Metadata-Version: 2.1
Name: GHEtool
Version: 2.0.0
Summary: Python package for borefield sizing
Home-page: https://github.com/wouterpeer/GHEtool
Author: Wouter Peere
Author-email: wouter.peere@kuleuven.be
License: UNKNOWN
Platform: UNKNOWN
Classifier: Programming Language :: Python :: 3
Classifier: License :: OSI Approved :: BSD License
Classifier: Operating System :: OS Independent
Requires-Python: >=3.7
Description-Content-Type: text/markdown
License-File: LICENSE

# GHEtool: A open-source tool for borefield sizing in Python


## What is *GHEtool*?
GHEtool is a python package that contains all the functionalities needed to deal with borefield design. It is developed for both researchers and practitioners.
The core of this package is the automated sizing of borefield under different conditions. The sizing of a borefield is typically slow due to the high complexity of the mathematical background. Because this tool has a lot of precalculated data (cf. infra), GHEtool can size a borefield in the order of tenths of milliseconds. This sizing typically takes the order of minutes. Therefore, this tool is suited for being implemented in typical workflows where iterations are required.

GHEtool also comes with a *graphical user interface (GUI)*. This GUI is prebuilt as an exe-file because this provides access to all the functionalities without coding. A setup to install the GUI at the user-defined place is also implemented and available [here](https://www.mech.kuleuven.be/en/tme/research/thermal_systems/ghetool).
This graphical interface is made by Tobias Blanke from FH Aachen.

## Functionalities
GHEtool offers functionalities of value to all different disciplines working with borefields. The features are available both in the code environment and in the GUI. These features are:
* Sizing the borefield (i.e. calculating the required depth) for a given injection and extraction load for the borefield (two sizing methods are available). The tool can work with monthly and hourly load profiles
* Finding the optimal rectangular borefield configuration for a given heating and cooling load
* Optimising the load profile for a given heating and cooling load
* Using dynamically calculated borehole thermal resistance
* Calculating the temperature evolution of the ground for a given building load and borefield configuration
* Importing heating and cooling loads from *.csv and *.xlsx files
* Using your custom borefield configuration

In the example and validation folder, one can find information on how to use this functionalities.

## Precalculated data
This tool comes with precalculated g-functions for all borefields of type nxm (for 0<n,m<21) for which the boreholes are connected in parallel. For these borefield configurations, the g-functions are calculated for different depth-thermal conductivity-spacing combinations.
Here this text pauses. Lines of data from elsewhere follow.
PR #1770, opened 2023-05-03
Create buildx integration tests

jedevc:
Buildx currently doesn't have any integration tests - this has actively caused regressions and feature breakages in the past. This is only going to continue as the scope of buildx grows to include more functionality and support more scenarios.

To resolve this, this PR adds a collection of *very* basic integration tests. The idea is that we should test the command line interface, at the point of user access - avoiding testing surfaces that the user doesn't directly interact with. Currently, only a couple of very basic tests for each supported driver are run (`docker`, `docker-container`, `remote`) to test basic build functionality and showcase a working sandbox.

Moving forward, we should work on adding matrix test combinations for experimental features, test high-level bake interactions, multi-platform, etc, etc.


crazy-max:
Can you move the first commit to another PR?

Dockerfile
```diff
@@ -61,6 +76,17 @@ FROM binaries-$TARGETOS AS binaries
 # enable scanning for this stage
 ARG BUILDKIT_SBOM_SCAN_STAGE=true
 
+FROM gobase AS integration-test-base
+RUN apk add --no-cache docker runc containerd
```
crazy-max, line 80: As discussed we should provide custom versions in our matrix when running integration tests. e.g., containerd 1.6/1.7 and moby 23/24. Pretty much like we do in BuildKit: https://github.com/moby/buildkit/blob/81d19ad945cdbf921d182c50fc91169b1375b44d/Dockerfile#L4-L6

Can be done in follow-up

jedevc: @crazy-max any chance you could take a look at this one :pray: :pray:

crazy-max: Will do this in a follow-up instead, there are more changes than I expected. Some in BuildKit https://github.com/moby/buildkit/compare/master...crazy-max:buildkit:itg-dockerd to set extra envs (basically prepend path with right location like we do with containerd) and path to the alt binary.

.github/workflows/test.yml
```diff
@@ -0,0 +1,65 @@
...
+          - docker
+          - docker-container
+          - remote
+        pkg:
+          - ./tests
+        typ:
+          - integration
+        include:
+          - pkg: ./...
+            skip-integration-tests: 1
```
crazy-max, line 39: I think we can remove this for now. We are already running unit tests in the build workflow.

Dockerfile
```diff
@@ -18,6 +21,17 @@ ENV GOFLAGS=-mod=vendor
 ENV CGO_ENABLED=0
 WORKDIR /src
 
+FROM registry:$REGISTRY_VERSION AS registry
+
+FROM moby/buildkit:$BUILDKIT_VERSION AS buildkit
+
+FROM gobase AS gotestsum
```
tonistiigi, line 28: What's the purpose of this?

tests/build.go
```diff
@@ -0,0 +1,99 @@
...
+
+	desc, provider, err := contentutil.ProviderFromRef(target)
+	require.NoError(t, err)
+	imgs, err := testutil.ReadImages(sb.Context(), provider, desc)
+	require.NoError(t, err)
+
+	_ = imgs
+}
+
+func createExample(t *testing.T) string {
```
tonistiigi, line 81: why "Example" ? more like "createTestProject" (more specific ones can have suffixes/numbers).

tests/build.go
```diff
@@ -0,0 +1,99 @@
...
+	t.Helper()
```
tonistiigi, line 82: Is `Helper()` correct in here?

tests/build.go
```diff
@@ -0,0 +1,99 @@
...
+
+	dockerfile := []byte(`
+FROM busybox:latest
+COPY foo /etc/foo
+RUN cp /etc/foo /etc/bar
+
+FROM scratch
+COPY --from=0 /etc/bar /bar
```
tonistiigi, line 90: Although this is just a dummy test, never use `--from=0` numbers. Somebody might read it and think this is what you are supposed to write.

tests/build.go
```diff
@@ -0,0 +1,99 @@
...
+
+	out, err := build(sb, fmt.Sprintf("--output=type=image,name=%s,push=true", target), dir)
+	require.NoError(t, err, string(out))
+
+	desc, provider, err := contentutil.ProviderFromRef(target)
+	require.NoError(t, err)
+	imgs, err := testutil.ReadImages(sb.Context(), provider, desc)
+	require.NoError(t, err)
+
+	_ = imgs
```
tonistiigi, line 78: leftover

tests/integration.go
```diff
@@ -0,0 +1,30 @@
...
+
+func tmpdir(t *testing.T, appliers ...fstest.Applier) (string, error) {
+	tmpdir := t.TempDir()
+	if err := fstest.Apply(appliers...).Apply(tmpdir); err != nil {
+		return "", err
+	}
+	return tmpdir, nil
+}
+
+func buildx(sb integration.Sandbox, args ...string) *exec.Cmd {
```
tonistiigi, line 20: `buildxCmd`

tests/integration_test.go
```diff
@@ -0,0 +1,34 @@
...
+	var tests []func(t *testing.T, sb integration.Sandbox)
+	tests = append(tests, buildTests...)
+	tests = append(tests, inspectTests...)
+	tests = append(tests, lsTests...)
+	testIntegration(t, tests...)
+}
+
+func testIntegration(t *testing.T, funcs ...func(t *testing.T, sb integration.Sandbox)) {
+	mirroredImages := integration.OfficialImages("busybox:latest", "alpine:latest")
+	mirroredImages["moby/buildkit:buildx-stable-1"] = "docker.io/moby/buildkit:buildx-stable-1"
```
tonistiigi, line 29: This can be follow-up but it would be nice if this is configurable.

tonistiigi (commented):
Small naming comments. Generally looks good.

Dockerfile
jedevc: This was pulled in from https://github.com/moby/buildkit/pull/3727, but I wasn't actually using it. I've now enabled test failure annotations as in buildkit, see https://github.com/docker/buildx/actions/runs/5012653318.

tonistiigi (approved):

jedevc:
:tada:

PR #1772, opened 2023-05-04
container-driver: avoid hanging on container panic

tonistiigi:
When buildkit container dies with sigkill while the progress is streaming, it could have left the progress hanging.

### DIFF
--- a/driver/docker-container/driver.go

The ranges are:

* Depth: 25 - 350m in increments of 25m
* Thermal conductivity of the soil: 1 - 4 in increments of 0.5W/mk
* Spacings (equal): 3 - 9m in increments of 1m

Here a burial depth (D) of 4.0m is assumed even as a borehole radius of 7.5cm for all the precalculated data.

It is possible to calculate your own dataset to your specific project based on the *pygfunction* tool and use this one in the code.

## Requirements
This code is tested with Python 3.9 and requires the following libraries (the versions mentioned are the ones with which the code is tested)

* Numpy (>=1.20.2)
* Scipy (>=1.6.2)
* Matplotlib (>=3.4.1)
* Pygfunction (>=1.1.2)
* Tkinter (>=0.1.0)
* Openpyxl (>=3.0.7)
* Pandas (>=1.2.4)

For the GUI

* PyQt5 (>=5.10)

## Quick start

One can install GHEtool by running Pip and running the command

```
pip install GHEtool
```

Developers can clone this repository.

## License

*GHEtool* is licensed under the terms of the 3-clause BSD-license.
See [GHEtool license](LICENSE).

## Contributing to *GHEtool*

You can report bugs and propose enhancements on the
[issue tracker](https://github.com/wouterpeere/GHEtool/issues).
If you want to add new features and contribute to the code,
please contact Wouter Peere (wouter.peere@kuleuven.be).

## Main contributors
Wouter Peere, KU Leuven & Boydens Engineering (part of Sweco), wouter.peere@kuleuven.be.

Tobias Blanke, Solar-Institute Jülich, FH Aachen, blanke@sij.fh-aachen.de


## References
Cimmino, M. (2018). _pygfunction: an open-source toolbox for the evaluation of thermal response factors for geothermal borehole fields_. In _Proceedings of eSim 2018, the 10th conference of IBPSA- Canada_. Montréal, QC, Canada, May 9-10.

Peere, W., Picard, D., Cupeiro Figueroa, I., Boydens, W., and Helsen, L. _Validated combined first and last year borefield sizing methodology._ In _Proceedings of International Building Simulation Conference 2021_ (2021). Brugge (Belgium), 1-3 September 2021.